How to Cheat at Homeschool
In our family, we take nothing for granted, not even the possibility of cheating in homeschool. Our goal is to remove temptation and track down the forces of evil, making me most suited to professional aspirations in either law enforcement or ministry.
Due to this serious bent, my husband believes me to be ill-suited to teaching young lives. He feels that our children need to be free to express themselves without the long arm of the law, or the Lord, reaching out to catch them in a major mess-up.
I prefer to live life by the Russian proverb, “Doveryai no Proveryai”, Trust but Verify, used repeatedly by President Ronald Reagan in his dealings with the Soviets. All I can say is this is not winning me any brownie points at home.
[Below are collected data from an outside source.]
PR #224, opened 2019-07-05
Add CLI plugins to recap

tonyskapunk:
- Add a new option `-p` for plugin actions in `recap`
- Lists, Enables or Disables plugins
- Moves out of recap the plugin functions
- Updates to `man`, `CHANGELOG.md` to reflect new option
- Add testing in travis

### DIFF
--- a/src/core/plugins
+++ b/src/core/plugins
@@ -25,9 +25,9 @@ in_array() {
   local element="${1}"
   shift
   local -a array=( ${@} )
-  
+
   # Copy the array, removing the element
-  c_array=( ${array[@]//${element}} )
+  local -a c_array=( ${array[@]//${element}} )
 
   # If the arrays are the same, the element is not part of the array
   if [[ ${#array[@]} == ${#c_array[@]} ]]; then
@@ -37,8 +37,8 @@ in_array() {
   fi
 }
 
-# Removes dups from a csv string
-csv_remove_dups() {
+# Transforms a csv into a space-separated list, also removs dups
+csv_to_list() {
   local csv="${1}"
   local -a array
 
@@ -57,8 +57,8 @@ plugins_list() {
   echo ${p_names[@]}
 }
 
-# Validate action (list, enable, disable)
-plugin_validate_action() {
+# Validate plugin action (list, enable, disable)
+validate_plugin_action() {
   case "${1}" in
     "list"|"enable"|"disable")
       return 0
@@ -69,8 +69,20 @@ plugin_validate_action() {
   esac
 }
 
-# Obtain a list of plugin by status
-get_plugin_status() {
+# Validate plugin status (available, enabled, disabled)
+validate_plugin_status() {
+  case "${1}" in
+    "available"|"enabled"|"disabled")
+      return 0
+    ;;
+    *)
+      return 1
+    ;;
+  esac
+}
+
+# Obtain a list of plugins by status
+get_plugin_by_status() {
   local list_status="${1}"
   local -a plugins
 
@@ -84,49 +96,23 @@ get_plugin_status() {
     "disabled")
       plugins_a=( $( plugins_list "${PLUGIN_A_DIR}" ) )
       plugins_e=( $( plugins_list "${PLUGIN_E_DIR}" ) )
-      # Loop through the available plugins
-      for p_a in ${plugins_a[@]}; do
-        # Copy the list of enabled plugins removing the available in turn
-        c_p_e=( ${plugins_e[@]//${p_a}} )
-        # If both arrays are the same then the looped plugin is disabled
-        if [[ ${#plugins_e[@]} == ${#c_p_e[@]} ]]; then
-            plugins+=( ${p_a} )
-        fi
-      done
+      # Get disabled plugins (available but not enabled)
+      plugins=(
+        $( comm \
+             -23 \
+             <( printf "%s\n" "${plugins_a[@]}" ) \
+             <( printf "%s\n" "${plugins_e[@]}" ) |
+               tr '\n' ' '
+        )
+      )
     ;;
   esac
 
   echo "${plugins[@]}"
 }
 
-# Prints the status of plugins
-print_plugins() {
-  local list_status="${1}"
-  local plugins
-
-  case "${list_status}" in
-    "available"|"enabled"|"disabled")
-      plugins=$( get_plugin_status "${list_status}" )
-    ;;
-    *)
-      echo -e "Error: Invalid list status argument: ${list_status}\n" >&2
-      print_usage
-      return 1
-    ;;
-  esac
-
-  if [[ ${#plugins} == 0 ]]; then
-    log ERROR "No ${list_status} plugins found."
-  else
-    plugins=$( echo "${plugins[@]}" | tr " " "," )
-    echo "Plugins ${list_status}: ${plugins%,}"
-    log INFO "Plugins ${list_status}: ${plugins%,}"
-  fi
-  return 0
-}
-
-# Validate plugin names. "all" is valid (represent all available)
-validate_plugin() {
+# Validate plugin name. "all" is valid (represent all available)
+validate_plugin_name() {
   local plugins="$1"
   local -a plugins_a
 
@@ -134,13 +120,13 @@ validate_plugin() {
   if [[ "${plugins}" == "all" ]]; then
     return 0
   fi
-  
+
   # Getting the list of available plugins
-  plugins_a=( $( get_plugin_status "available" ) )
+  plugins_a=( $( get_plugin_by_status "available" ) )
 
   # Create array with the provided plugins, remove dups
-  local -a p_v=( $( csv_remove_dups "${plugins}" ) )
-  
+  local -a p_v=( $( csv_to_list "${plugins}" ) )
+
   # Validate provided plugin with available
   for p in ${p_v[@]}; do
     if ! in_array ${p} ${plugins_a[@]}; then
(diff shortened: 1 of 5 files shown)


tonyskapunk:
@StafDehat if you have some cycles available, would you mind reviewing this? Thanks!

src/core/plugins
```diff
@@ -0,0 +1,306 @@
...
+  # If the arrays are the same, the element is not part of the array
+  if [[ ${#array[@]} == ${#c_array[@]} ]]; then
+    return 1
+  else
+    return 0
+  fi
+}
+
+# Removes dups from a csv string
+csv_remove_dups() {
```
StafDehat: This actually does more than just de-dupe a CSV.  It also turns the CSV into a space-separated list.

src/core/plugins
```diff
@@ -0,0 +1,306 @@
...
+  echo ${array[@]}
+}
+
+
+## Helper functions for plugin cli actions
+
+# Obtain the list of plugins in a directory
+plugins_list() {
+  local plugin_dir="$1"
+  local p_names=( $( ls -1 "${plugin_dir}" | tr '\n' ' ') )
```
StafDehat, line 56: Heads-up, using space as a delimiter here means that any plugin with a space in its filename, will break this function.  That might be acceptable, but if you want to allow it, you'll likely have to move away from arrays a bit, and rely on newline-separated strings.

src/core/plugins
```diff
@@ -0,0 +1,306 @@
...
+    "available")
+      plugins+=( $( plugins_list "${PLUGIN_A_DIR}" ) )
+    ;;
+    "enabled")
+      plugins+=( $( plugins_list "${PLUGIN_E_DIR}" ) )
+    ;;
+    "disabled")
+      plugins_a=( $( plugins_list "${PLUGIN_A_DIR}" ) )
+      plugins_e=( $( plugins_list "${PLUGIN_E_DIR}" ) )
+      # Loop through the available plugins
```
StafDehat: I'd encourage you to use 'comm' or 'diff' here instead of copying an array within a loop.  I think it'd be more efficient, and to me it seems simpler to read.  In addition, if you move away from whitespace-separated lists in the plugins_list() output and use newline-separated lists instead, it'll already be in the right format:
```
# Show plugins in the Available dir, but not in Enabled:
comm -23 <( plugins_list "${PLUGIN_A_DIR}" ) <( plugins_list "${PLUGIN_E_DIR}" )
```

src/core/plugins
```diff
@@ -0,0 +1,306 @@
...
+      return 0
+    ;;
+    *)
+      return 1
+    ;;
+  esac
+}
+
+# Obtain a list of plugin by status
+get_plugin_status() {
```
StafDehat: We should rename this function - get_plugin_status() sounds to me like it'll take a plugin name as an argument, and tell you what its status is.  Call this get_plugins_by_status() or something, instead.

src/core/plugins
```diff
@@ -0,0 +1,306 @@
...
+        fi
+      done
+    ;;
+  esac
+
+  echo "${plugins[@]}"
+}
+
+# Prints the status of plugins
+print_plugins() {
```
StafDehat: This function name should be tweaked too - it suggests it'll print everything, when in actually it takes a status as argument, and prints only the plugins in that status.  Which... sounds a heck of a lot like the function right above this one.  These two functions could likely be simplified into one.

src/core/plugins
```diff
@@ -0,0 +1,306 @@
...
+
+  return 0
+}
+
+# Enable Plugin support in recap.conf
+enable_plugin_conf() {
+   local recap_conf="/etc/recap.conf"
+
+   # Only perform changes when not already defined
+   if [[ "${USEPLUGINS}" == "no" ]]; then
```
StafDehat: To reduce nesting, test for USEPLUGINS=yes, and return.  Then the rest of this function can be 1-less-nest.

src/core/plugins
```diff
@@ -0,0 +1,306 @@
...
+    if ! in_array ${p} ${plugins_a[@]}; then
+        return 1
+    fi
+  done
+
+  return 0
+}
+
+# Enable Plugin support in recap.conf
+enable_plugin_conf() {
```
StafDehat, line 141: Seems like the goal of this whole function is to ensure that recap.conf contains exactly 1 line setting USEPLUGINS, and that it sets it to "yes".  As such, this function seems excessively complicated.
I propose this instead:
```
# If already enabled, just return:
[[ "${USEPLUGINS}" == "yes" ]] && return

# If config already mentions USEPLUGINS, ensure they're all commented:
if grep -qP '^\s*(#.*)?\s*USEPLUGINS\s*=' "${recap_conf}"; then
  # Comment all of 'em:
  sed -i '/^\s*USEPLUGINS\s*=/s/^/#/' "${recap_conf}"
fi

# Add one entry at the bottom to enable USEPLUGINS:
echo 'USEPLUGINS="yes"' >> "${recap_conf}"
```

src/core/plugins
```diff
@@ -0,0 +1,306 @@
...
+  else
+    p_2a=( $( csv_remove_dups "${plugins}" ) )
+  fi
+
+  # Enable or disable plugins that are currently disabled or enabled
+  for plugin in ${p_2a[@]}; do
+    if in_array ${plugin} ${p_a[@]}; then
+      local symlink="${PLUGIN_E_DIR}/${plugin}"
+
+      # Enable disabled plugin
```
StafDehat, line 205: I think we could increase readability by abstracting the actual filesystem operations within "enable_plugin" and "disable_plugin" helper functions.

src/core/plugins
```diff
@@ -0,0 +1,306 @@
...
+        {
+          rm "${symlink}" ||
+            exit 1
+        }
+      fi
+      actioned+=( ${plugin} )
+    fi
+  done
+
+  # Print what plugins where enabled/disabled if needed
```
StafDehat: Typo: s/where/were/

src/core/plugins
```diff
@@ -0,0 +1,306 @@
...
+
+      # Disable enabled plugin
+      elif [[ "${action}" == "disable" ]]; then
+        {
+          rm "${symlink}" ||
+            exit 1
+        }
+      fi
+      actioned+=( ${plugin} )
+    fi
```
StafDehat, line 215: This would be a good spot to log debug info about skipping a plugin, due to it already being in the desired state.

StafDehat (changes requested):

src/core/plugins
tonyskapunk: Your comment is correct.  I know this is an *assumption* but any plugin with spaces in its name is not expected to work, it has been documented in here: https://github.com/rackerlabs/recap/blob/master/README.md#naming-conventions

src/core/plugins
tonyskapunk: Ah, right, I'm getting rid of the `print_plugins` and re-using the above (newly renamed) function `get_plugin_by_status`, also moving the validation into a new function `validate_plugin_status`

tonyskapunk:
Thanks for all the great feedback @StafDehat !

Coming commit should cover most the feedback given.

Some additional changes were required as well, here a gist of the changes:

Renamed few functions:
- `csv_remove_dups()` --> `csv_to_list()`
- `plugin_validate_action()` --> `validate_plugin_action()`
- `get_plugin_status()` --> `get_plugin_by_status()`
- `validate_plugin()`--> `validate_plugin_name()`

Newly added:
- `validate_plugin_status()`
- `enable_plugin()`
- `disable_plugin()`

Deleted:
- `print_plugins()`

---

The only pending change is `enable_plugin_conf()` from your feedback: https://github.com/rackerlabs/recap/pull/224#discussion_r302747782 you're absolutely right, is overcomplicated, and yes, the end goal is to have a single config in it when enabling plugins.  The complexity comes when attempting to add the config in a particular place and avoiding adding additional entries.  I honestly like your suggestion a lot more, because is easy, let me think just any reasons why that not be good and then I'll submit that change as well.

tonyskapunk:
Including now your suggestion, thanks! 

I just modified a bit the query regex, since we don't care about those already commented out, i.e.

with:  `^\s*(#.*)?\s*USEPLUGINS\s*=`
```
$ echo '
> USEPLUGINS="no"
> USEPLUGINS="no" # comment
>   USEPLUGINS="no"
>   USEPLUGINS="no" #comment
> #comment   USEPLUGINS="no"
> # comment   USEPLUGINS="no"
>   # comment   USEPLUGINS="no"
> '  | grep -P '^\s*(#.*)?\s*USEPLUGINS\s*='
USEPLUGINS="no"
USEPLUGINS="no" # comment
  USEPLUGINS="no"
  USEPLUGINS="no" #comment
#comment   USEPLUGINS="no"
# comment   USEPLUGINS="no"
  # comment   USEPLUGINS="no"
``` 

with: `^\s*USEPLUGINS='
```
$ echo '
USEPLUGINS="no"
USEPLUGINS="no" # comment
  USEPLUGINS="no"
  USEPLUGINS="no" #comment
#comment   USEPLUGINS="no"
# comment   USEPLUGINS="no"
  # comment   USEPLUGINS="no"
'  | grep -P '^\s*USEPLUGINS='
USEPLUGINS="no"
USEPLUGINS="no" # comment
  USEPLUGINS="no"
  USEPLUGINS="no" #comment
```

tonyskapunk:
I'll go ahead and merge this one, I've implemented all the suggested changes and is doing what's expected. Can always revisit prior merging into master.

In the early days of our children coming home from Russia, I was the one primarily communicating with them in Russian. I taught them, laid down the law, explained and corrected, all in Russian. The children lied, cursed, and not-so-innocently told me to get lost when they learned that I had their number and saw through any manipulative charades. I spied answers pencilled onto papers before we even began a quiz, so I learned to change Question #1 into Question #10. All of this basically scarred me for life.
Their father was oblivious, or felt that I was being mean to the little angels. He played with them, tickled them, took them out for ice cream, and tucked them into bed each evening, while I had long talks with myself in the bathroom mirror, wondering how my life had turned into a train wreck overnight.
Fast-forward to now. Benedetto prefers to take over much of the homeschooling tasks, such as administration of DVD lessons and tests, while I teach various languages and give spelling tests and my motivational life lessons for the day (how to get a job, vital character traits, how to fill out forms, what to do in an emergency, setting and achieving goals, etc.), which most roundly ignore.
It was a few months ago that I began inquiring about each student’s status. I felt that my husband had given them too long of a winter break, that was really all of a couple of weeks, but when we’re trying to make up for lost time and lost years… it’s too much.
I started asking the kids where they were in their lessons and some became quite defensive. Working out an exact schedule, I showed each one how many lessons per day they needed to finish in order to have some free time this summer. Benedetto claimed that this sharing of truth was unfortunate because, I basically uncovered that they had fallen behind.
Except for one. Sashenka the youngest (12.5) insisted that she was far ahead of the pack. This puzzled me, but again, she was in the lowest grade represented, so it was possible. I went over her lessons with a fine-toothed comb.
That’s when it surfaced: she had skipped two and a half months’ worth of math.
Oh yes. That’s why she was “ahead”. While her sister was having meltdowns and issues galore, Sashenka flew below the radar and just pushed her math to the back burner. Each of the kids was taking tests, and moving forward, and completing lessons, but when no one called her on her avoided subject, math went missing more and more. How could this happen?
With four different kids to monitor, various outside activities, as well as our own professions, we’re doing the best we can, which we thought was pretty good….
It might be a long summer. “Doveryai no Proveryai”, Trust but Verify, will be our motto. “Don’t Worry, Be Happy” has not worked for us, in my opinion.
But I could be wrong. Just about anything could be possible at this point.